**PROBLEM TO WORK ON**
In the records below, count the lines that have "duplicate" and answer with the number alone.

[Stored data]

PR #16974, opened 2026-06-23
fix: workerTaskRestartStrategy IMMEDIATELY not respected for OOMKilled workers

### LINKED ISSUE #16970: workerTaskRestartStrategy is not being respected
### Describe the issue

When defining `workerTaskRestartStrategy: IMMEDIATELY` in the config, Kestra is still waiting for the time period configured in `terminationGracePeriod` (in my case 15 minutes), to reschedule executions to the new workers.

It seems the default `workerTaskRestartStrategy: AFTER_TERMINATION_GRACE_PERIOD` is being used regardless.

Image

This graph shows the moment the single worker we have in this cluster died due to OOMKill and exactly 15 minutes later the executions were retriggered on the new worker allocation. 

### Environment

- Kestra Version: 1.3.21

Palak24Ol:
Fixes #16970

## Root Cause
When a worker is OOMKilled it transitions directly to `TERMINATED_FORCED` state.

- `handleAllNonRespondingServices()` — correctly handles `IMMEDIATELY` but only processes workers in RUNNING state, so it never sees a `TERMINATED_FORCED` worker.
- `handleAllWorkersForUncleanShutdown()` — is the only path triggered, but its `isUncleanShutdownService()` always waited for `terminationGracePeriod` regardless of the configured strategy.

This caused `IMMEDIATELY` to be completely ignored, and the default `AFTER_TERMINATION_GRACE_PERIOD` behavior was always used.

## Fix
Added an `isImmediately` check in `isUncleanShutdownService()` to skip the grace period wait when `workerTaskRestartStrategy` is `IMMEDIATELY`. Minimal surgical change — only the logic in one private method was modified.


fhussonnois:
Hi @Palak24Ol, thank you for your PR. Unfortunately, I don't think the fix is correct. 

The `TERMINATED_FORCED` state is set by the worker itself during its graceful-shutdown hook when the job executor fails to drain before the deadline. For for an OOMKill (i.e., a SIGKILL) the worker will not transition to `TERMINATED_FORCED` (no more JVM) .  It just stops heartbeating, and the executor marks it `RUNNING` -->
  `DISCONNECTED` via the non-responding path... which already handles `IMMEDIATELY` strategy.
  
The current PR will introduce a duplicate resubmission risk on the `DISCONNECTED` branch (i.e., `handleAllNonRespondingServices`) because the non-responding path already re-emitted jobs for an `IMMEDIATELY` worker, 

In addition, you'vre removes intentional safety on `TERMINATED_FORCED`. The grace-period wait there is deliberate to ensure that all in-flight task runs had enough time to be fully handled by the executors. Short-circuiting it with `IMMEDIATELY` reintroduces exactly the duplicate-execution risk that wait was protecting against.

loicmathieu:
@Palak24Ol we didn't hear for you since 3 weeks? Are you willing to take into account the feedback from @fhussonnois ? Otherwise I'll close the PR.

Thanks anyway for your work.

loicmathieu:
Hearing no feedback since more than one month from the author, I'm closing it.

@Palak24Ol if you still want to contribute this, please take into account the feedback of Florian and re-open the PR.

PR #16977, opened 2026-06-23
fix(core): smooth right panel open/close transition matching the left sidebar

MilosPaunovic:
## Summary

- Replaces the Vue `<Transition>` (v-if mount/unmount) with a CSS class-toggle approach, identical to how the left sidebar animates
- The previous approach caused a visible snap: `KsSplitter` uses `useElementSize` (ResizeObserver) which reports size `0` on first mount and fires asynchronously — creating a layout jump during the enter transition
- Keeping the splitter always mounted lets it measure once and stabilize; the `is-closed` class toggles `width: 0` and animates via CSS, matching the left sidebar's easing curve (`cubic-bezier(0.22, 1, 0.36, 1)`, 0.32s)

## Test plan

- [ ] Open/close the right panel (News, Docs, Help buttons) — should animate smoothly like the left sidebar
- [ ] Open/close the left sidebar — confirm both transitions feel identical
- [ ] Resize the right panel with the drag handle — should still work
- [ ] Verify `prefers-reduced-motion` disables the transition

Closes https://github.com/kestra-io/kestra-ee/issues/8763.

### DIFF
--- a/ui/src/components/ContextDrawer.vue
+++ b/ui/src/components/ContextDrawer.vue
@@ -1,53 +1,51 @@
 <template>
-    <Transition name="drawer">
-        <div v-if="hasButtons && activeTab" class="contextDrawer" :style="{'--drawer-width': `${drawerWidth}px`}">
-            <KsSplitter
-                class="drawerSplitter"
-                :style="{width: `${maxDrawerWidth}px`}"
-            >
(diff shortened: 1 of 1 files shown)


Pradumnasaraf (approved):
Looks good!

Issue #16982, opened 2026-06-23
Native/off-heap memory grows over time from SSE follow-stream connection churn (Netty direct buffers)


nkwiatkowski:
## Describe the bug

On long-running standalone deployments, the pod's resident memory (RSS / `container_memory_working_set_bytes`) grows steadily over days and can trip the container memory limit, even though the **JVM heap is healthy** — it sawtooths and garbage-collects cleanly, and heap dumps show nothing abnormal. The growth correlates with UI usage (the executions detail and logs views that live-follow over Server-Sent Events).

The growth is **off-heap**: `jvm_memory_used_bytes{area="heap"}` stays flat while `container_memory_working_set_bytes` climbs. `MALLOC_ARENA_MAX=2` reduces but does not stop it (it constrains glibc arenas, not Netty's own pooled direct arenas).

## Root cause

Three compounding factors in the SSE live-follow path:

**1. The UI `EventSource` is never closed on error.** The browser's `EventSource` auto-reconnects (~every 3s) on any error unless `.close()` is called. The UI `onerror` handlers either surface a toast without closing, or have no `onerror` at all:

- `ui/src/stores/executions.ts` — `followExecution` `onerror` (line 493) sets a "connection lost" message but never calls `closeSSE()`.
- `ui/src/components/executions/Logs.vue` — `streamLogs` (lines 274–291) sets `onmessage` but **no `onerror`**, so a log-stream error falls through to the browser's default silent infinite reconnect.
- `ui/src/components/dependencies/composables/useDependencies.ts` — `openSSE` `onerror` (line 552) sets a message but never calls `closeSSE()`.

Any stream error (the 1h server timeout firing, a proxy idle-cut, a transient network blip, an abandoned tab) therefore makes the browser silently reconnect forever, each reconnect opening a **fresh server-side SSE connection** (new subscriber, new `FluxSink`, new Netty channel).

**2. No direct-memory ceiling, and Netty's pool never trims.** No `-XX:MaxDirectMemorySize` / `io.netty.maxDirectMemory` is configured (Docker image, Helm chart, `application.yml`), so the off-heap ceiling defaults to ≈ max heap. Each SSE response is written through Netty's `PooledByteBufAllocator` (direct buffers); under sustained connection churn the pool grows to its high-water mark, fragments, and does not return memory to the OS → monotonic RSS growth invisible to heap tooling.

[...]

PR #16984, opened 2026-06-23
fix(executions): close SSE streams on error to stop off-heap leak

nkwiatkowski:
## What

The UI live-follow streams (execution, logs, dependencies) use the native `EventSource`, which **auto-reconnects (~every 3s) on any error unless explicitly closed**. The `onerror` handlers showed a "connection lost" toast but never called `close()`, and the logs stream had no `onerror` at all. So any stream error (the 1h server-side timeout firing, a proxy idle-cut, a transient network blip, an abandoned tab) made the browser silently reconnect forever. Each reconnect opens a **fresh server-side SSE connection** whose Netty pooled direct buffers are not promptly reclaimed → off-heap memory (pod RSS) grows over time while the JVM heap stays healthy.

This closes the `EventSource` in all three `onerror` handlers so an error is terminal instead of triggering unbounded reconnect churn:

- `ui/src/stores/executions.ts` — `followExecution` `onerror` now calls `closeSSE()`.
- `ui/src/components/executions/Logs.vue` — `streamLogs` now sets an `onerror` that calls `closeLogsSSE()`.
- `ui/src/components/dependencies/composables/useDependencies.ts` — `openSSE` `onerror` now calls `closeSSE()`.

## Why

This is the highest-leverage, lowest-risk part of #16982 — it stops the client from generating unbounded server-side connection churn, which is what turns UI usage into monotonic RSS growth. The existing code already treats `onerror` as terminal (it shows a "connection lost" message); this completes that intent.

## Notes / follow-ups (tracked in #16982)

- Server-side: proactively complete idle terminal-execution follow streams and bound the `OverflowStrategy.BUFFER` sinks.
- Defaults: ship a sane `-XX:MaxDirectMemorySize` / `io.netty.maxDirectMemory` in the Docker image / Helm chart.
- Operator workaround in the meantime: set `-XX:MaxDirectMemorySize` to cap off-heap and confirm via `jvm_buffer_memory_used_bytes{id="direct"}`.

## Test

- `npm run check:types` ✅
- `eslint` ✅ (pre-commit lint-staged passed)

Refs #16982

### DIFF
--- a/ui/src/components/dependencies/composables/useDependencies.ts
+++ b/ui/src/components/dependencies/composables/useDependencies.ts
@@ -555,6 +555,11 @@ export function useDependencies(
                 title:   t("error"),
                 message: t("something_went_wrong.loading_execution"),
             }
+
+            // Close on error: EventSource auto-reconnects unless explicitly closed,
+            // and each reconnect leaks a server-side SSE connection (Netty direct
+            // buffers) over time. See kestra-io/kestra#16982.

**TASK RESPONSE**
2